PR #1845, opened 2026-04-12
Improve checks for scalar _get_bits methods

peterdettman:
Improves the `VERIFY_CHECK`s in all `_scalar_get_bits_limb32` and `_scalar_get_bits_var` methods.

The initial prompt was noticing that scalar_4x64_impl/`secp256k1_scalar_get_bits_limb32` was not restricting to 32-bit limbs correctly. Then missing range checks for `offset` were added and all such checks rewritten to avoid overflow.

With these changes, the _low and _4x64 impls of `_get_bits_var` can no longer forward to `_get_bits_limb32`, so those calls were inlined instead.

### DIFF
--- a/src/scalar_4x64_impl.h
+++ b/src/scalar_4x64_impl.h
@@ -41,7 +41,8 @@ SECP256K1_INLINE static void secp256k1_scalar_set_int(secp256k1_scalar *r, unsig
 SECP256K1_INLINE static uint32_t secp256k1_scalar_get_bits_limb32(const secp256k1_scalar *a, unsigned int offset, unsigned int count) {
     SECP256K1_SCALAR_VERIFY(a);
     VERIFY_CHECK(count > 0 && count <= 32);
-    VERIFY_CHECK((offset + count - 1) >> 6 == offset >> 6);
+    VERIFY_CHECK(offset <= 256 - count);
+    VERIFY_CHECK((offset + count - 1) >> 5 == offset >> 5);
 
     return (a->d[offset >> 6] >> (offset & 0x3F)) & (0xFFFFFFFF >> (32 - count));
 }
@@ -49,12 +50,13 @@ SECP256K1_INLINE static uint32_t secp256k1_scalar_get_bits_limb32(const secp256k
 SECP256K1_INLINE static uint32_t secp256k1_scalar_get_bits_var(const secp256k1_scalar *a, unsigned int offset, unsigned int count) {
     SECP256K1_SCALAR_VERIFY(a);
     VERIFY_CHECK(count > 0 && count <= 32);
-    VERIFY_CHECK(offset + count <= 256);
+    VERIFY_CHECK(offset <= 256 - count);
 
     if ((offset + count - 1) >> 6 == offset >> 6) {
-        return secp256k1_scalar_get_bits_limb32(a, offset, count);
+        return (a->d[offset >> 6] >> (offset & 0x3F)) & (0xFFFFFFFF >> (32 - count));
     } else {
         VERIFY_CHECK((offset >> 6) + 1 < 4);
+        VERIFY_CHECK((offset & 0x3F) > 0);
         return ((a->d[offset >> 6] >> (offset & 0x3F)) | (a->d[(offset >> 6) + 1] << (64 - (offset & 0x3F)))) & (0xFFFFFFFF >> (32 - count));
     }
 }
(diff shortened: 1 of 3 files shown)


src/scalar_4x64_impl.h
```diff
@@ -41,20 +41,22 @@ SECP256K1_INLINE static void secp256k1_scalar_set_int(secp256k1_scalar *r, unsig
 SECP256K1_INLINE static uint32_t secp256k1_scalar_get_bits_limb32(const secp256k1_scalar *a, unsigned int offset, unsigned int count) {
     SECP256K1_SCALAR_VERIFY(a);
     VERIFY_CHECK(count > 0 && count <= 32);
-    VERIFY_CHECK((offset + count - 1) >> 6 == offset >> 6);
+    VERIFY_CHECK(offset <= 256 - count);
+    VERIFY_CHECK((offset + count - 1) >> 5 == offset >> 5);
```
==========
**Problem to work on**. From the records above, quote only the lines running from the line with "count <= 256);" to the line with "0x3F) > 0);", both lines included.

**Finished task**.
-    VERIFY_CHECK(offset + count <= 256);
+    VERIFY_CHECK(offset <= 256 - count);
 
     if ((offset + count - 1) >> 6 == offset >> 6) {
-        return secp256k1_scalar_get_bits_limb32(a, offset, count);
+        return (a->d[offset >> 6] >> (offset & 0x3F)) & (0xFFFFFFFF >> (32 - count));
     } else {
         VERIFY_CHECK((offset >> 6) + 1 < 4);
+        VERIFY_CHECK((offset & 0x3F) > 0);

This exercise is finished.